Problem statement. Which lines of the data contain the string "comment"? Show each of them.
* * * * * * * * *
PR #278, opened 2018-05-07
✨Add Feature/add conditional event

alexanderkasten:
## What did you change?

Now the property panel can handle conditional boundary events (used in Reservierungsprozess.bpmn). 

- attach a boundary event to a task (e.g. servicetask) 
- change the boundary event type to conditional boundary event
- look at the property panel

## PR-Checklist

### DIFF
--- a/src/modules/property-panel/indextabs/general/general.ts
+++ b/src/modules/property-panel/indextabs/general/general.ts
@@ -1,6 +1,7 @@
 import {IIndextab, IPageModel, ISection, IShape} from '../../../../contracts';
 import {BasicsSection} from './sections/basics/basics';
 import {CallActivitySection} from './sections/call-activity/call-activity';
+import {ConditionalEventSection} from './sections/conditional-event/conditional-event';
 import {ErrorEventSection} from './sections/error-event/error-event';
 import {EscalationEventSection} from './sections/escalation-event/escalation-event';
 import {FlowSection} from './sections/flow/flow';
@@ -23,6 +24,7 @@ export class General implements IIndextab {
   public flowSection: ISection = new FlowSection();
   public errorEventSection: ISection = new ErrorEventSection();
   public escalationEventSection: ISection = new EscalationEventSection();
+  public conditionalEventSection: ISection = new ConditionalEventSection();
 
   public sections: Array<ISection> = [
     this.basicsSection,
@@ -34,6 +36,7 @@ export class General implements IIndextab {
     this.flowSection,
     this.errorEventSection,
     this.escalationEventSection,
+    this.conditionalEventSection,
   ];
 
   public canHandleElement: boolean = true;
--- a/src/modules/property-panel/indextabs/general/sections/conditional-event/conditional-event.ts
+++ b/src/modules/property-panel/indextabs/general/sections/conditional-event/conditional-event.ts
@@ -31,27 +31,14 @@ export class ConditionalEventSection implements ISection {
 
     const {variableName, variableEvent} = this.businessObjInPanel.eventDefinitions[0];
 
-    if (variableEvent !== undefined) {
-      this.variableEvent = this.businessObjInPanel.eventDefinitions[0].variableEvent;
-    } else {
-      this.variableEvent = '';
-    }
-
-    if (variableName !== undefined) {
-      this.variableName = this.businessObjInPanel.eventDefinitions[0].variableName;
-    } else {
-      this.variableName = '';
-    }
-
+    this.variableEvent = (variableEvent === undefined) ? '' : variableEvent;
+    this.variableName = (variableName === undefined) ? '' : variableName;
   }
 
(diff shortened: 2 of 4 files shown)


src/modules/property-panel/indextabs/general/sections/conditional-event/conditional-event.ts
```diff
@@ -0,0 +1,90 @@
...
+  private _init(): void {
+    this.conditionalElement = this._getConditionalElement();
+
+    const {variableName, variableEvent} = this.businessObjInPanel.eventDefinitions[0];
+
+    if (variableEvent !== undefined) {
+      this.variableEvent = this.businessObjInPanel.eventDefinitions[0].variableEvent;
+    } else {
+      this.variableEvent = '';
+    }
```
LeoTT:
```ts
this.variableEvent = (variableEvent === undefined) ? '' : variableEvent;
```

src/modules/property-panel/indextabs/general/sections/conditional-event/conditional-event.ts
```diff
@@ -0,0 +1,90 @@
...
+
+    if (variableName !== undefined) {
+      this.variableName = this.businessObjInPanel.eventDefinitions[0].variableName;
+    } else {
+      this.variableName = '';
+    }
```
LeoTT: see comment above

src/modules/property-panel/indextabs/general/sections/conditional-event/conditional-event.ts
```diff
@@ -0,0 +1,90 @@
...
+
+  }
+
+  private _getConditionalElement(): IModdleElement {
+    if (this.businessObjInPanel.eventDefinitions[0].condition !== undefined) {
+      return this.businessObjInPanel.eventDefinitions[0].condition;
+    } else {
```
LeoTT: no else needed due to return.

```ts
const {condition} = this.businessObjInPanel.eventDefinitions[0];
const conditionalEventDefinition: IModdleElement = this.moddle.create('bpmn:FormalExpression', {body: ''});
return (condition === undefined) ? conditionalEventDefinition : condition;
```

src/modules/property-panel/indextabs/general/sections/conditional-event/conditional-event.ts
```diff
@@ -0,0 +1,77 @@
...
+
+    const {variableName, variableEvent} = this.businessObjInPanel.eventDefinitions[0];
+
+    this.variableEvent = (variableEvent === undefined) ? '' : variableEvent;
+    this.variableName = (variableName === undefined) ? '' : variableName;
+  }
+
+  private _getConditionalElement(): IModdleElement {
+    const {condition} = this.businessObjInPanel.eventDefinitions[0];
+    const conditionalEventDefinition: IModdleElement = this.moddle.create('bpmn:FormalExpression', {body: ''});
```
LeoTT: What happens to this new moddleElement? 
For example in the following function:
```ts
  public updateConditionalElement(): void {
    const conditionalElement: IModdleElement = this._getConditionalElement();
    conditionalElement.body = this.conditionalElement.body;
  }
```
The private  _get function creates the new element, you add something to its property `body` and then nothing. New object with updated `body` is never to be seen again. 
Is something like `this.businessObjInPanel.eventDefinitions[0].condition = conditionalEventDefinition;` missing?

Another thing, I expect a function starting with `_get` to just get me something and not do any sideeffects. Would be better imo if you created the new Moddleelement in the update function or better yet (if it makes sense) in the init function.

src/modules/property-panel/indextabs/general/sections/conditional-event/conditional-event.ts
```diff
@@ -0,0 +1,77 @@
...
+
+export class ConditionalEventSection implements ISection {
+
+  public path: string = '/sections/conditional-event/conditional-event';
+  public canHandleElement: boolean = false;
+
+  private businessObjInPanel: IModdleElement;
+  private moddle: IBpmnModdle;
+
+  public conditionalElement: IModdleElement;
```
LeoTT: Why bind with an object instead of a string? You don't want to bind to the original IModdleElement directly anyway.
In a function `conditionUpdated` you could use the string for the update just as well.

src/modules/property-panel/indextabs/general/general.ts
```diff
@@ -24,6 +25,7 @@ export class General implements IIndextab {
   public flowSection: ISection = new FlowSection();
   public errorEventSection: ISection = new ErrorEventSection();
   public escalationEventSection: ISection = new EscalationEventSection();
+  public conditionalEventSection: ISection = new ConditionalEventSection();
```
LeoTT: @Vyperus what's the idea behind this pattern?
Why not use normal aurelia components?

cmg-dev:
#292 includes the cleaned up features.

PR #294, opened 2018-05-08
✨ Add Select Name On Import

SteffenKn:
## What did you change?

A user can now choose a name for the process definition he is importing.

Instead of simply overwriting process definitions with the same name as the process definition to be imported, the user can now set a different name or intentionally overwrite the existing process definition.

- Add Select Own Name On Import
- Add Name Selection Modal
- Add Overwrite Confirmation Modal
- Add Name Suggestion

#### Code:

- Format Code of ProcessDef-List
- Fix Private Names
- Sort Imports and Members
- Refactor ProcessSolutionPanel

#### Style:

- Cleanup & Beautify CSS
- Improve CSS Classes for ProcessDef-List Buttons
- Prettify CSS and HTML of ProcessSolutionExplorer
- Refactor CSS of ProcessDef-List

- Style HTML of ProcessDef-List

- Replace Glyphicons With Font Awesome Icons
- Use Correct Icon for Importing and Exporting

- Add Folds for Readability
- Add Missing Comma and Spaces
- Add TODOs for Refactoring
- Add Types

- Improve Naming

#### Fixes:

- Fix Importing Same File Multiple Times
- Fix Lint Errors
- Fix Typos

## Related to:

- https://github.com/process-engine/process_engine/pull/81
- https://github.com/process-engine/process_engine_http/pull/11
- https://github.com/process-engine/process_engine_contracts/pull/27

- Import a process definition
- Take a look at the modal with a text box where you can enter a name for the process definition.
- Import another process definition and enter the same name as before.
- Take a look at the modal, where you can choose between 3 options:
	1. overwrite the existing process definition
	2. change the name of the new process definition
	3. cancel the import

## PR-Checklist

- [ ] I've **not added any other changes** than the ones described above.

### DIFF
--- a/src/modules/processdef-list/processdef-list.html
+++ b/src/modules/processdef-list/processdef-list.html
@@ -12,7 +12,7 @@
             <div class="modal-header">
               <h1 class="modal-dialog__headline">Import BPMN Diagram</h1>
             </div>
-            <div class="modal-body">
+            <div class="modal-body process-def-list__modal-body">
               <form submit.delegate = "checkDiagrammName()">
                 Import as: <input type="text" value.bind="diagrammToImport.name" focus.one-time="true" placeholder="Definition Name">
               </form>
@@ -33,7 +33,7 @@
             <div class="modal-header">
               <h1 class="modal-dialog__headline">Diagramm already exists!</h1>
             </div>
-            <div class="modal-body">
+            <div class="modal-body process-def-list__modal-body">
               A diagramm with that name is already imported. Hit Cancel to change the name.
             </div>
             <div class="modal-footer">
--- a/src/modules/processdef-list/processdef-list.html
+++ b/src/modules/processdef-list/processdef-list.html
@@ -5,6 +5,7 @@
 
   <div class="process-def-list">
     <!-- Modal dialog for importing BPMN diagrams {{{ -->
+    <!-- Import Dialog {{{ -->
     <div if.bind="showDiagramNameDialog">
       <div class="modal fade in show" tabindex="-1" role="dialog">
         <div class="modal-dialog" role="document">
@@ -24,8 +25,12 @@
           </div>
         </div>
       </div>
+      <!-- Modal Gray Bacground {{{ -->
       <div class="modal-backdrop fade in"></div>
+      <!-- }}} Modal Gray Bacground -->
     </div>
+    <!-- }}} Import Dialog -->
+    <!-- Overwrite Dialog {{{ -->
     <div if.bind="showOverwriteDialog">
       <div class="modal  fade in show" tabindex="-1" role="dialog">
         <div class="modal-dialog" role="document">
@@ -45,8 +50,11 @@
           </div>
         </div>
       </div>
+      <!-- Modal Gray Bacground {{{ -->
       <div class="modal-backdrop fade in"></div>
+      <!-- }}} Modal Gray Bacground -->
     </div>
+    <!-- }}} Overwrite Dialog -->
     <!-- }}} Modal dialog for importing BPMN diagrams -->
 
     <!-- TODO: Refactor this...  this has to land in the router! {{{ -->
--- a/src/modules/processdef-list/processdef-list.html
+++ b/src/modules/processdef-list/processdef-list.html
@@ -102,10 +102,10 @@
     <!-- TODO: Refactor this - put into a component {{{ -->
     <div class="processdef-list-container">
       <div show.bind="_processes">
-        <a class="btn btn-success create-process" click.delegate="createProcess()">
+        <a class="btn btn-success processdef-list__btn-create" click.delegate="createProcess()">
           <i class="fa fa-magic"></i> Create Process Definition
         </a>
-        <a class="btn btn-primary import-bpmn" click.delegate="fileInput.click()">
+        <a class="btn btn-primary processdef-list__btn-import" click.delegate="fileInput.click()">
           <i class="fa fa-download"></i> Import BPMN
         </a>
         <input type="file" ref="fileInput" accept=".xml,.bpmn" files.bind="selectedFiles" class="hidden">
--- a/src/modules/processdef-list/processdef-list.html
+++ b/src/modules/processdef-list/processdef-list.html
@@ -11,8 +11,9 @@
             <div class="modal-header">
               <h5 class="modal-title">Import BPMN Diagram</h5>
             </div>
-            <form submit.delegate = "checkDiagrammName()">
-              <input type="text" class="import-process-textbox" value.bind="diagrammToImport.name" focus.one-time="true" placeholder="Definition Name">
+            <form class="modal-dialog__import-bpmn" submit.delegate = "checkDiagrammName()">
+              <p>Import as:</p>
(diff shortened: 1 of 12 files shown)


src/modules/processdef-list/processdef-list.ts
```diff
@@ -23,6 +23,8 @@ export class ProcessDefList {
   public selectedFiles: FileList;
   public fileInput: HTMLInputElement;
   private reader: FileReader = new FileReader();
+  public diagrammToOverride: any;
+  public diagrammToImport: any;
```
LeoTT: Avoid type `any`. It's better when you use no type at all instead, because:
- type inference still has a chance to do its magic if you don't use `any` (not here but in general)
- when I see `any` I expect that it can literally be anything (e.g. in a function for a logger which can log anything)

In this case the type seems to be:
```ts
{
   name: string,
   xml: string,
}
```

Based on code only I have really no idea what is happening with the two variables above.
Why do they even contain xml(when xml is managed within this class alone)?
Can `diagrammToImport` be instead just a string variable for the name of the new diagram?
Why is `diagrammToOverride` exposed to view? For the `if.bind`? boolean would be better there.
What is `diagrammToOverride` good for? You already got the information(name, xml), right?

src/modules/processdef-list/processdef-list.html
```diff
@@ -4,6 +4,46 @@
...
 
   <div class="process-def-list">
+    <div if.bind="diagrammToImport">
+      <div class="modal  fade in show" tabindex="-1" role="dialog">
+        <div class="modal-dialog" role="document">
+          <div class="modal-content">
+            <div class="modal-header">
+              <h5 class="modal-title">Import BPMN Diagram</h5>
+            </div>
+            <form class="modal-dialog__import-bpmn" submit.delegate = "checkDiagrammName()">
```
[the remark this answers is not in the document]
SteffenKn: This gets called when you hit the return key in the textbox.

src/modules/processdef-list/processdef-list.ts
```diff
@@ -1,58 +1,139 @@
...
+      return;
+    }
+
+    const isNameUnique: boolean = await this.checkIfProcessDefNameUnique(diagram.name);
+    if (!isNameUnique) {
+      this.showOverwriteDialog = true;
+      return;
+    }
+
+    this._importProcess(diagram.name, diagram.xml);
```
LeoTT: I would expect a function starting with `check` to only do the checking and not administer the import.
Maybe turn this around, have a function called  `importDiagram` use a private check-function?

src/modules/processdef-list/processdef-list.html
```diff
@@ -43,24 +116,32 @@
...
+          <i class="fa fa-download"></i> Import BPMN
         </a>
         <input type="file" ref="fileInput" accept=".xml,.bpmn" files.bind="selectedFiles" class="hidden">
         <table class="table table-striped table-bordered">
           <tr>
-            <th>ProcessDefinitionName</th>
-            <th>ProcessDefinitionId</th>
+            <th>Process Defintion Name</th>
+            <!-- TODO: Drop the Id; it does not seem usefull -->
+            <th>Process Defintion Id</th>
```
LeoTT: typos in the two lines above: Defintion

src/modules/processdef-list/processdef-list.ts
```diff
@@ -1,58 +1,150 @@
...
   public selectedFiles: FileList;
   public fileInput: HTMLInputElement;
-  private reader: FileReader = new FileReader();
+  public showOverwriteDialog: boolean;
+  public showDiagramNameDialog: boolean;
+  // TODO: Put this into an interface IBpmnDiagramm and into the contracts folder
+  public newDiagram: {
+                        name: string,
+                        xml: string,
+                      };
```
LeoTT: The only thing the view is accessing is the name. Imported xml could be a saved in a private variable.
Current solution has the disadvantage that it looks like xml is used with value-binding from here and that `value.bind=newDiagram.name` only works as long as you don't replace the object `newDiagram`.

src/modules/processdef-list/processdef-list.ts
```diff
@@ -1,58 +1,150 @@
...
+    const processes: IPagination<IProcessDefEntity> = await this._bpmnStudioClient.getProcessDefList();
+    const existingProcess: IProcessDefEntity = processes.data.find((process: IProcessDefEntity) => {
+      return process.name === processDefName;
+    });
+
+    if (existingProcess === undefined) {
+      return true;
+    }
+
+    return false;
```
LeoTT: `return (existingProcess === undefined)`

src/modules/processdef-list/processdef-list.html
```diff
@@ -4,6 +4,77 @@
...
+                <label for="processDefinitionName">Import as:</label>
+                <input type="text" class="form-control"
+                  id="processDefinitionName"
+                  aria-describedby="processDefinitionNameHelp"
+                  value.bind="newDiagram.name"
+                  focus.one-time="true"
+                  placeholder="Definition Name">
+
+                <small id="processDefinitionNameHelp" class="form-text text-muted">
+                  This text will identify the .bpmn file are about to import.
```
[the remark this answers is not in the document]
SteffenKn: Done

src/modules/processdef-list/processdef-list.ts
```diff
@@ -1,58 +1,142 @@
...
+
+      if (!isDiagramNameUnique) {
+        this.showOverwriteDialog = true;
+        return;
+      }
+
+      this._saveNewDiagram();
+    } catch (error) {
+      this._notificationService.showNotification(NotificationType.ERROR, 'Name can not be empty');
+      return;
```
LeoTT: Make the try-block as small as possible. If by chance `_saveNewDiagram` for example throws an error it will give you a notification about the name, which is irritating.
```ts
let isDiagramNameUnique: boolean;
try {
  isDiagramNameUnique = await this._isDiagramNameUniqueOrEmpty();
} catch (error) {
  this._notificationService.showNotification(NotificationType.ERROR, 'Name can not be empty');
  return;
}

...rest here
```

Alternatively, if this is the only place where that error might occur it's a bit nicer to do just the following at the beginning of this function.
```ts
if (this.newDiagramName === '' || this.newDiagramName === undefined) {
  this._notificationService.showNotification(NotificationType.ERROR, 'Name can not be empty');
  return;
}
```
Sorry, I recommended the try/catch in a previous comment.

src/modules/processdef-list/processdef-list.ts
```diff
@@ -1,58 +1,142 @@
...
+    this.showDiagramNameDialog = true;
+  }
+
+  public async checkIfProcessDefNameUnique(processDefName: string): Promise<boolean> {
+    const processes: IPagination<IProcessDefEntity> = await this._bpmnStudioClient.getProcessDefList();
+    const existingProcess: IProcessDefEntity = processes.data.find((process: IProcessDefEntity) => {
+      return process.name === processDefName;
+    });
+
+    return (existingProcess === undefined);
```
LeoTT:
```ts
const processExists: boolean = processes.data.some((process: IProcessDefEntity) => {
      return process.name === processDefName;
});
return processExists;
```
* * * * * * * * *
Solved problem.
LeoTT: see comment above
Sorry, I recommended the try/catch in a previous comment.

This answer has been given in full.